For almost the entirely of 2015, I didn’t pay for internet in my apartment. That is not to say I still didn’t indulge in various social media outlets from time to time (nearing and sometimes going over my phone data limits every month). I definitely did.

What I did discover from this unintentional experiment is how much peace and quiet a lack of internet gave me over endless drama, extravagance, and distraction.

Rather than endlessly scrolling down feeds to see how other people’s lives fared over my own, I wrote poetry, bought old VHS tapes from Goodwill to pair with cheap ass white wine, and knocked out an entire thesis over the course of the semester that I diligently worked on every Saturday afternoon (read it here if you wish!).

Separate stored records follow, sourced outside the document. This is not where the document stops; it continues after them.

PR #591, opened 2025-10-01
Add ec3.3 draft schema

hl662:
This pull request introduces a new JSON schema definition for the EC3.3 draft representation of an `ECSchema`. The schema establishes the structure and validation rules for ECSchema objects, including required properties, references to external definitions, and constraints on additional properties.

The only changes between the 2 schema.json files in this ec3.3 draft and ec3.2 are the `$id` and `$ref` values that previously pointed to `ec/32`, updating them to `ec/33`.


rschili:
I don't think we should merge this. It will be misleading. All it does is introduce a 3.3 version husk with no context that will confuse people.

hl662:
alright, closing

PR #694, opened 2026-04-27
Parking spaces view

FelixGirard:
- Added a new schema `OpenSiteViews` 
- Added there an ECView to calculate parking spaces counts
- Deprecate ParkingSpaces and ProblemSpaces property on LayoutParkingArea. These will be calculated using the view instead of being persisted.
- Added ProblemSpaceCount to CivilSpatial ParkingRow

### DIFF
--- a/Domains/4-Application/OpenSite/OpenSite.ecschema.xml
+++ b/Domains/4-Application/OpenSite/OpenSite.ecschema.xml
@@ -1062,8 +1062,22 @@
         <ECProperty propertyName="ParkingWidth" typeName="double" category="LayoutParkingArea_Parking" kindOfQuantity="cvu:LENGTH"  displayLabel="Width" description="Parking space width." />
         <ECProperty propertyName="ParkingDepth" typeName="double" category="LayoutParkingArea_Parking" kindOfQuantity="cvu:LENGTH"  displayLabel="Depth" description="Parking space depth." />
         <ECProperty propertyName="ParkingAngle" typeName="double" category="LayoutParkingArea_Parking" kindOfQuantity="cvu:ANGLE"  displayLabel="Angle" description="Parking space angle." />
-        <ECProperty propertyName="ParkingSpaces" typeName="int" category="LayoutParkingArea_Parking" displayLabel="Parking Spaces" description="Number of spaces." />
-        <ECProperty propertyName="ProblemSpaces" typeName="int" category="LayoutParkingArea_Parking" displayLabel="Problem Spaces" description="Number of problematic spaces." />
+        <ECProperty propertyName="ParkingSpaces" typeName="int" category="LayoutParkingArea_Parking" displayLabel="Parking Spaces" description="Number of spaces.">
+		    <ECCustomAttributes>
+                <HiddenProperty xmlns="CoreCustomAttributes.01.00.03" />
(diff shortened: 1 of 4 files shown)


Domains/4-Application/OpenSite/OpenSite.ecschema.xml
```diff
@@ -1085,6 +1099,26 @@
         <ECNavigationProperty propertyName="ParkingCurbType" relationshipName="LayoutParkingAreaUsesCurbType" direction="Forward" displayLabel="Curb Type" />
     </ECEntityClass>
 
+    <ECEntityClass typeName="ParkingInformationView" modifier="Abstract" displayLabel="Parking Information">
```
diegoalexdiaz: Since this ECView involves only Standard BIS classes, it seems to me that it could be defined in a lower-level schema so it could be helpful outside of OpenSite. That's what was done for the ECViews for StormSewerPhysical - introduced in the [StormSewerPhysicalViews schema](https://github.com/iTwin/bis-schemas/blob/master/Domains/2-DisciplinePhysical/Civil/StormSewerPhysical/StormSewerPhysicalViews.ecschema.xml).

BTW, coincidentally there is another PR introducing a "[parking space count](https://github.com/iTwin/bis-schemas/pull/635/changes#diff-bd249b2b2e7ee5b338a9ab6fe1961e5c64f8fbce034498e698f678a0d8b366c1R127)" query as part of a larger effort to provide sample ECSQL on all Standard BIS schemas. The latter uses recursion to account for any ParkingRows not directly defined under a ParkingArea. @rbreukelaar, is that never the case?

FelixGirard: I move the view to a new `OpenSiteViews` schema. Please verify this as it's the first time I'm adding a new schema.

rbreukelaar: Driveway paths can have parking rows and therefore parking spaces as well... So not all parking rows are associated to parking areas.

FelixGirard: The parking row in this case should also be contained in Parking Area @rbreukelaar 
The onside parking would generate Parking Areas that have parking rows.

rbreukelaar: Does this also apply to parking rows that the user draws? Or ones that are exploded from smarter areas?

FelixGirard: From Danny, seems like manual parking row are not really well supported at the moment, the intention is kind of it should be placed in an existing parking area....

FelixGirard: I tested and it doesn't apply to one created on their own. When created separately, the `CivilSpatial:ParkingRow` instance is driven by a `OpenSite.ParkingRowPath` and have no parent. Maybe I should support in this view separated parking rows.

FelixGirard: I updated the query to support standalone parking rows.

rbreukelaar (approved):
Ok, I think I understand this now.

PR #705, opened 2026-05-11
Delay introduction of Pavement classes

GoldenGlaurung:
Removes Pavement, PavementType, and associated relationships from the CivilPhysical schema. OpenSite will make a new class from the LayeredStructure base class in their schema.


diegoalexdiaz (dismissed):

Domains/4-Application/OpenSite/OpenSite.ecschema.xml
FelixGirard, line 15: Do you need to downgrade here?

GoldenGlaurung: This WIP OpenSite schema needs to point to the WIP CivilPhysical schema (01.00.03) for the base LayeredStructure classes and relationships

diegoalexdiaz (approved):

I’m not trying to sound hipster- I merely found ways to entertain myself.

I mentioned this fact about myself over a thread that required responses for one of my English classes. The reaction was actually quite positive. People were amazed and jealous that I could seclude myself so much from the rest of the world. They made it sound like I was a neo-Jack Kerouac, concealing myself in some distant mountaintop hideaway, when in reality, I was just lazy and didn’t care much for the spoils of society. I had my own handful of friends, with whom I could pile in the back of a white SUV at a moment’s notice to go venture down the barren, industrial landscape of Akron, Ohio. Or with whom I could rendezvous with at noir dive bars or sneak into empty theaters at night to steal bottles of Fireball and cans of Corona (hypothetically, of course).

You can do all these things with a trusty internet connection, but I like to think I had more fun without it.